Seduction And The CEO - Page 5

“The bombshell in the picture with you.”

“She was my date,” he offered, letting the statement dangle without elaboration.

Stephanie pasted him with a look of impatience. “And?”

He forced her to wait a beat longer. “And her name is Nadine Romsey. Sorry to disappoint you, but she’s not a bombshell. She’s a lawyer with Comcoe Newsome.”

Stephanie’s interest grew. “Looks and brains. This must be something serious.”

“It was a business arrangement. The mayor invited me to the party, and there were people attending that Nadine wanted to meet.”

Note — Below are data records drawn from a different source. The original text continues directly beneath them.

PR #3966, opened 2021-01-19
Allow opening links in custom browser tabs

BlauerHunger:
* Relevant docs: https://developers.google.com/web/android/custom-tabs
* Using custom tabs is optional and disabled by default, to change it a new
preference "Use custom browser tabs" was introduced. Keeping it disabled
results in the old behavior, enabling it opens links in custom tabs like
in other common instant messaging apps.

### DIFF
--- a/build.gradle
+++ b/build.gradle
@@ -80,6 +80,7 @@ dependencies {
     implementation 'com.google.guava:guava:27.1-android'
     quicksyImplementation 'io.michaelrocks:libphonenumber-android:8.11.1'
     implementation fileTree(include: ['libwebrtc-m87.aar'], dir: 'libs')
+    implementation "androidx.browser:browser:1.3.0"
 }
 
 ext {
--- a/src/main/java/eu/siacs/conversations/ui/text/FixedURLSpan.java
+++ b/src/main/java/eu/siacs/conversations/ui/text/FixedURLSpan.java
@@ -33,8 +33,11 @@ import android.annotation.SuppressLint;
 import android.content.ActivityNotFoundException;
 import android.content.Context;
 import android.content.Intent;
+import android.content.SharedPreferences;
 import android.net.Uri;
 import android.os.Build;
+import android.preference.PreferenceManager;
+import android.provider.Browser;
 import android.text.Editable;
 import android.text.Spanned;
 import android.text.style.URLSpan;
@@ -42,11 +45,15 @@ import android.util.Log;
 import android.view.View;
 import android.widget.Toast;
 
+import androidx.browser.customtabs.CustomTabColorSchemeParams;
+import androidx.browser.customtabs.CustomTabsIntent;
+
 import java.util.Arrays;
 
 import eu.siacs.conversations.Config;
 import eu.siacs.conversations.R;
 import eu.siacs.conversations.ui.ConversationsActivity;
+import eu.siacs.conversations.ui.util.StyledAttributes;
 import eu.siacs.conversations.utils.XmppUri;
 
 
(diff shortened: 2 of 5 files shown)


BlauerHunger:
If the default browser supports custom tabs (which Firefox does), it uses that as custom tabs provider.

iNPUTmice:
I’m not strictly for or against this feature. But I do like to avoid additional settings.

So I'm wondering what are the upsides for using custom tabs. What are the downsides? Is there a down side of making this the unchangeable default?

A possible down side I could imagine (but haven’t verified if this is the case): If I have an app registered to open youtube.com urls, or reddit.com urls (for example) will this open the app or the custom tab? If yes is there a way to detect that non-browser apps are registered for a certain URL and use a normal view intent instead of a custom tab?

BlauerHunger:
Upsides: 
* Launching a custom tab is faster than the full browser (and could be made even faster by keeping it as a service and warming it up once conversations is started)
* Other Instant Messaging apps do it as well, so many users are expecting it
* We could add custom menu items

Downsides:
* When the user's default browser doesn't support custom tabs, but there is a browser installed that supports it, the supporting browser might be used instead. 

Downsides of making unchangable default:
* Long-time users of Conversations might be used to the old behavior, and may want to keep it

URLs with other native handlers:
* It should (according to docs and the tests I performed) automatically open links in other apps if there are some supporting that URL (and ask if necessary). It is possible to handle this manually, but before API 30 this requires many lines of awful and unreliable code.

iNPUTmice:
Hi,

according to users in the chat Custom Tabs don’t work properly for some browsers (Notably the Tor browser). This means we can’t do this without a setting.

This, unfortunately, means this is no a trade off between how necessary is it to have this feature vs do we want to make the settings screen even more confusing. And I think custom tabs loose out in this trade off.

I'll reconsider this when Tor browser gets fixed or after 3.x cleans up the settings screen.

BlauerHunger:
I have two ideas on this: 
* It is possible to check if there is Tor Browser installed as custom tab provider and if that's the case, show the setting or automatically disable custom tabs without the setting
* Another option would be to introduce a new settings screen called "workarounds" which consists of settings that control workarounds related to buggy software (e.g. Tor Browser) or software with ugly behavior. The control knob for the foreground service could be put there as well.

licaon-kter:
> The control knob for the foreground service could be put there as well.
It's missing for other reasons than "an extra toggle", see README.

iNPUTmice:
> It is possible to check if there is Tor Browser installed as custom tab provider and if that's the case, show the setting or automatically disable custom tabs without the setting

If we can introduce a blacklist of Custom Tab providers (that in a first iteration only consists of the Tor Browser) I think I'd be willing to introduce this feature without a setting.

On top of that we should probably disable Custom Tabs for when Tor is enabled in Conversations. (Since we probably can’t really control whether the Custom Tabs use Tor and therefor should delegate the responsibility to the user)

licaon-kter:
Latest Tor Browser includes the Tor daemon so presence or use of Orbot does not indicate anything regarding the browser being used. 

I'd rather leave it up to the user to setup their browser (yes, blacklist custom web for Tor Browser until fixed) but don't depend on the Tor toggle in Conversations.

iNPUTmice:
> I'd rather leave it up to the user to setup their browser (yes, blacklist custom web for Tor Browser until fixed) but don't depend on the Tor toggle in Conversations.

No it doesn’t indicate something wrt to the browser being used. But it does indicate that the user is interested in not leaking the IP.

iNPUTmice:
I don't like custom tabs. Now that YouTube and Gmail do it I noticed how much I actually hate them.

PR #3970, opened 2021-01-21
Use account display name in /me command in one-to-one chats

sysvinit:
When processing `/me` messages which are both sent to and received from MUC's, Conversations will render the message using the user's alias name within that MUC chat, so participants can choose the name displayed in their messages in the MUC. For example, if my alias within a MUC is `molly`, then sending the message "/me is using conversations.im" to that MUC will locally be rendered as "*molly* is using conversations.im".

In a direct chat with another user, incoming `/me` messages are rendered using the remote user's contact name, if set. For example, if I receive the message "/me is using dino.im" from another user `jane@example.com`, who is in my roster as "Jane Doe", then the message will locally be rendered as "*Jane Doe* is using dino.im". However, when *sending* `/me` messages in a direct chat, the message is rendered using the user part of the sending account's JID; e.g., if my JID is `mm@example.com`, then sending the message "/me is using conversations.im" is rendered as "*mm* is using conversations.im".

This patch changes the latter behaviour so that Conversations will first attempt to use the account's display name if one is set, before falling back to the previous behaviour. In the above example, this means now means that sending a message "/me is using conversations.im" from an account with JID `mm@example.com` and local display name "Molly Miller" will be rendered as "*Molly Miller* is using conversations.im".

### DIFF
--- a/src/main/java/eu/siacs/conversations/utils/UIHelper.java
+++ b/src/main/java/eu/siacs/conversations/utils/UIHelper.java
@@ -18,6 +18,7 @@ import java.util.Locale;
 import eu.siacs.conversations.Config;
 import eu.siacs.conversations.R;
 import eu.siacs.conversations.crypto.axolotl.AxolotlService;
+import eu.siacs.conversations.entities.Account;
 import eu.siacs.conversations.entities.Contact;
 import eu.siacs.conversations.entities.Conversation;
 import eu.siacs.conversations.entities.Conversational;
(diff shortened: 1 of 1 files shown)


licaon-kter:
This might need to be fixed or reversed.

I missed it in my initial testing but if no name is setup `/me test` yields `SPACEtest`  and not `userid test`

sysvinit:
Hmm, I've just tested with 3b43cb0b and I've not been able to reproduce this. Everything seems to work correctly both with and without a display name set, though it's likely I might be missing something here.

Stephanie pouted. “But she’s so pretty.”

“And you’re so hopelessly romantic.”

“Will you take her out again?”

“Only if she needs to get into another party.” He admired Nadine, but he didn’t have any romantic interest in her.

Stephanie compressed her lips in frustration. “You’ve written her off after one date? You know, you’re never going to meet a woman if you don’t get out there and-”

“I’m ‘out there’ 24/7, little sister.” He gestured around the spread. “That’s what pays for all of this.”

Stephanie pointed her nose in the air. “Ryder Equestrian Center brought in a million dollars last year.”

Jared snorted a laugh. “While you spent four million.”

“We also provided dozens of marketing opportunities for the firm, and we improved your corporate image. That is priceless.”

“You rehearsed that, didn’t you?”

“You should get married, Jared.”

“Aren’t you a little old to be angling for a mother figure?”

“I’m looking for a sister now. You should find someone young and fun. Who likes horses,” she added for good measure, kicking her mare into a faster walk.

Jared shook his head. Between the revelation his grandfather had spoken on his deathbed, the mayor and the media, and Ryder International’s accountant’s concerns that the company was expanding too fast, Jared didn’t have a scrap of emotional or intellectual energy left over for romance.

As he followed Stephanie past the open door of a stable, a sudden tingle spread up his spine. He turned sharply and locked gazes with a blond-haired, green-eyed beauty who stood just inside the main doorway. She was wearing blue jeans and a crisp white shirt, and she held a manure fork in both hands.

She quickly glanced away, but his radar pinged.

What was it?

He stared at her a little longer.

It was the makeup. Her makeup was subtle, but she was definitely wearing some. And he’d bet her blond highlights were from a salon, not the sunshine. Her collared shirt was pressed, and the hands that held the manure fork were soft, bare, no gloves.

“Who’s that?” he asked his sister.

Stephanie turned and followed the direction of his gaze.

“Why? You think she’s pretty?”

Anyone could see the woman was gorgeous. But that wasn’t the point.

“I think she’s a rank greenhorn,” he said.

“Her name’s Melissa…something. Webster, I think. You want me to introduce you?” The calculating flare was back in Stephanie’s eyes.

“Stop,” Jared ordered.

His sister grinned unrepentantly.

“What I want you to do,” he continued with exaggerated patience, “is to hire experienced staff. We’re blowing enough money on this place as it is.”

“She needed a job,” said Stephanie. “She’s from Indiana.”

He wasn’t sure what the hell Indiana had to do with anything. While he watched, the woman awkwardly scooped a pile of horse manure from the wooden floor and dumped it into a wheelbarrow. “If she needed a million dollars, would you give it to her?”

“She didn’t ask for a million dollars. She’s on her way to Seattle. She needed money for bus fare.”

“You’re hiring transients now?”

“She’s mucking out our stalls, Jared, not signing the company checks.”

“I’m not worried about embezzlement. I’m worried about labor cost efficiency.”

He was also worried something wasn’t quite right. Why would a woman that polished take a menial job for bus fare?

She could be running away from something, he supposed. Or she could be running from someone. Which seemed more likely. An ex-boyfriend? Someone’s angry wife? It had better not be the FBI or the state troopers.

He considered her delicate profile, trying to decide if she was a criminal. She tackled the next pile of manure, her city-soft hands sliding up and down the wooden handle.

“She’s going to get blisters,” he voiced the thought out loud.